7. Cookies & tracking

DropifyXL uses only essential cookies on the marketing site — a CSRF token for the contact and data-request forms — and the session cookies Shopify itself manages inside the embedded admin app. We don't set analytics or advertising cookies, and we don't run cross-site trackers.

The Plus-plan Web Pixel on merchant storefronts sends anonymized events (no cookies, no PII, consent-aware via Shopify's Customer Privacy API).

8. International data transfers

Data may be stored and processed across multiple regions — the EU (Supabase Frankfurt), the US (Resend, OpenAI), or Google regions (Gemini) — depending on the subprocessor involved. Transfers from the EEA, UK, or Switzerland to third countries rely on the EU Standard Contractual Clauses and equivalent addenda, together with the technical measures described at /security.

9. Children

DropifyXL is a B2B product for Shopify merchants. We don't knowingly collect personal data from children under 16. If we learn we have, we delete it promptly.

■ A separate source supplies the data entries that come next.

PR #1932, opened 2020-09-29
Install deepforge-keras from npm rather than github. Fixes #1920

### LINKED ISSUE #1920: Use deepforge-keras v1.0.0 from npm
Since we have released `deepforge-keras` to [npm](https://www.npmjs.com/package/deepforge-keras). It might be worth it to update the documentation on extension. This might be helpful keeping using `tensorflow v1.14`  after https://github.com/deepforge-dev/deepforge-keras/pull/180.

brollb:


umesh-timalsina:
Should we change it here as well?
https://github.com/deepforge-dev/deepforge/blob/93c474c20976d694d910d29087f3e076c86b035d/docker/Dockerfile.kitchensink#L4

umesh-timalsina (approved):

PR #1946, opened 2020-10-01
Add plugin for reifying artifact provenance as pipeline. Closes #1734

### LINKED ISSUE #1734: Reconstruct pipeline from artifact's provenance
It would be great for users to be able to reify an artifact or plot's history in the form of a pipeline. This information should already be available in the data model. This requires the definition of a plugin to create a pipeline from the artifact's provenance information and the UI elements to construct this from the history.

brollb:


brollb:
Only failing test now is the flaky integration test for sciserver. It needs to be addressed but is unrelated to this PR

PR #1976, opened 2020-11-11
Support for multiple plots in same operation (Closes #1975)

### LINKED ISSUE #1975: Create multiple plots in a single operation
Currently, this does not appear to be supported...

umesh-timalsina:
Still needs some digging but I found that the following find function's 
https://github.com/deepforge-dev/deepforge/blob/974e833773f2494eb01d54fb3f458614a5711136/src/plugins/ExecuteJob/ExecuteJob.Metadata.js#L105-L106
condition is always truthy. This will thus override any other graphs that were created.


brollb:
Good catch! Thanks

PR #1989, opened 2021-01-20
Add more helpful error on misconfigured conda env. Closes #1897

### LINKED ISSUE #1897: "/bin/bash: activate: No such file or directory" on npm start
I have been seeing this for a bit. One easy workaround is to simply run with the `-N` flag (either `deepforge start -N` or `npm start -- -N`) but it would be nice to fix:
```
~/projektek/deepforge(master*) » npm start                                                                                                                                                         brian@szamitogep

> deepforge@2.4.1 start /home/brian/projektek/deepforge
> node ./bin/deepforge start

MongoDB is already running!
MongoDB is already running!
/bin/bash: activate: No such file or directory
(node:201290) UnhandledPromiseRejectionWarning: #<Object>
(node:201290) UnhandledPromiseRejectionWarning: Unhandled promise rejection. This error originated either by throwing inside of an async function without a catch block, or by rejecting a promise which was not handled with .catch(). To terminate the node process on unhandled promise rejection, use the CLI flag `--unhandled-rejections=strict` (see https://nodejs.org/api/cli.html#cli_unhandled_rejections_mode). (rejection id: 1)
(node:201290) [DEP0018] DeprecationWarning: Unhandled promise rejections are deprecated. In the future, promise rejections that are not handled will terminate the Node.js process with a non-zero exit code.
--------------------------------------------------------------------------------------------------------------------------------------------------------------------------------------------------------------------
~/projektek/deepforge(master*) » 
```

brollb:
Perhaps this is too much help info? I think it should be all useful but would be open to thoughts/comments...

### DIFF
--- a/bin/deepforge
+++ b/bin/deepforge
@@ -271,9 +271,25 @@ program.command('start')
         if (args.server) {
             await checkMongo(args);
             const main = path.join(__dirname, '..', 'app.js');
-            await spawn(serverCommand, [main], {
-                shell: SHELL
-            });
+            try {
+                await spawn(serverCommand, [main], {
+                    shell: SHELL
+                });
+            } catch (err) {
+                const isCondaBinMissingError = err.stderr &&
+                    err.stderr.includes('activate: No such file');
+
+                if (isCondaBinMissingError) {
+                    console.error('Unable to start conda environment.\n');
+                    console.error('It is likely that /<path to anaconda home>/bin needs to be added to your PATH. For more information, the following links may be useful:');
+                    console.error('  - https://docs.anaconda.com/anaconda/user-guide/faq/#installing-anaconda');
+                    console.error('  - https://stackoverflow.com/questions/35630276/conda-how-do-i-activate-environments');
+                    console.error('\nIf the problem still persists, feel free to open an issue at https://github.com/deepforge-dev/deepforge/issues');
+                    process.exit(1);
+                } else {
+                    throw err;
+                }
+            }
         }
     });
 


umesh-timalsina:
The issue might also arise when using `source activate conda-env` from a custom conda environment. It might be helpful to include it in the message. But, Probably the root of the issue is mentioned here:
https://github.com/deepforge-dev/deepforge/pull/1989/files#diff-5414311e553828ce21bcebd3ff16794abb26a2360ebae744f194ae2da308550dR284

brollb:
It actually seems to be working for me from within a custom conda environment (after I update my PATH). Are you able to reproduce the failure when within a custom conda environment? Just to make sure I am not missing anything, I am running:
```bash
source activate deepforge
source activate deepforge-server
```

umesh-timalsina:
No, bin directory of conda is in the `PATH`(Which has the activate command) when you are in your base environment:
image
image
But when you are in a custom environment, the environment's bin directory gets added and the old `bin` is removed. So, I think it might be a bit confusing for just to add `bin` to your `PATH` because it might override the conda configuration and bin directories.
image

umesh-timalsina:
An alternative could be to find the location of the conda bin directory when starting the server.

brollb:
I am a little puzzled. In my earlier example, I was running the second command (`source activate deepforge-server`) within the `deepforge` conda environment without error. Is there a way that I can reproduce the error from a custom conda environment?

brollb:
The old one actually isn't removed for me:
DeepinScreenshot_select-area_20210120143320

Any idea which is the standard behavior?

umesh-timalsina:
Its not an error. I am bit weary about adding a directory to the `PATH` that would be managed/changed by `conda`.

brollb:
I would like to avoid trying to automatically fix the issue. It would probably get a bit hairy (across different OS'es and conda implmentations/versions) and I would rather spend our development time on more important things.

PR #2001, opened 2021-03-11
Ignore other node children when fetching IO containers. Fixes #2000

### LINKED ISSUE #2000: Creating disconnected execution from pipeline
I am not sure of the root cause but it seems this pipeline:
DeepinScreenshot_select-area_20210311121924

is producing this execution:
DeepinScreenshot_select-area_20210311121452

brollb:
Other resources can be mistaken for the input/output containers resulting in the node snapshot being created incorrectly.


brollb:
Failing test is due to flaky sciserver integration test

PR #2083, opened 2023-04-12
the first of several merge requests to leverage the VM blob URLs

johnmcswain:
@brollb Creating this MR to get the easiest stuff reviewed and to assert the other changes, primarily in the client.js file. Also, any preferred coding conventions or linting.


brollb:
Hi @johnmcswain, why did you close this? (It took me a while to find it bc I kept looking at the PRs list and not seeing it :) )

PR #2084, opened 2023-04-14
Adding additional storage / backend adapter draft

johnmcswain:
@brollb I've started the following steps:
- updated the Client.js file for the new adapter; updated metadata.js
- added compiled Storage, TaxonomyReference, and Utils js files to the repo. There's a reference to svelte/storage I haven't resolved or removed and may cause problems.

### DIFF
--- a/src/common/storage/backends/Utils.js
+++ b/src/common/storage/backends/Utils.js
@@ -1,0 +1,183 @@
+"use strict";
+var __awaiter = (this && this.__awaiter) || function (thisArg, _arguments, P, generator) {
+    function adopt(value) { return value instanceof P ? value : new P(function (resolve) { resolve(value); }); }
+    return new (P || (P = Promise))(function (resolve, reject) {
+        function fulfilled(value) { try { step(generator.next(value)); } catch (e) { reject(e); } }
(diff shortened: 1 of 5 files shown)


src/common/storage/backends/Utils.js
brollb, line 1: Move this file (and Storage.js) to be in the udcp folder.

src/common/storage/backends/udcp/Client.js
```diff
@@ -0,0 +1,80 @@
+/* globals define */
+import {Storage} from "../Storage"
```
brollb, line 2: Change this to use requirejs for importing. (This one is likely going to throw an error as I doubt `import` statements are supported in this version.)

src/common/storage/backends/udcp/metadata.js
```diff
@@ -0,0 +1,26 @@
+/*global define*/
+define([
+    'deepforge/udcpConfig',
```
brollb, line 3: I don't think this file exists, does it?

brollb (changes requested):
Hi @johnmcswain! Thanks for the PR. It looks like it is still a work in progress but I added some comments in case they are helpful!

10. GDPR webhooks (merchant obligations)

Shopify requires every app to implement three mandatory compliance webhooks. DropifyXL implements all three:

  • customers/data_request — forwarded to the merchant to fulfill.
  • customers/redact — we purge the identified customer's data within 48 hours.
  • shop/redact — triggered 48 hours after uninstall; we complete deletion within 10 days.

We also run an independent daily purge job: any shop inactive >90 days is fully deleted as described in section 5.

11. Changes to this policy

We may update this Privacy Policy. Material changes are announced inside the app and on this page at least 30 days before taking effect.

12. Contact

Reach us via the contact form for general questions, or the data-request form for GDPR / CCPA subject requests. One team handles privacy, security, billing, and support.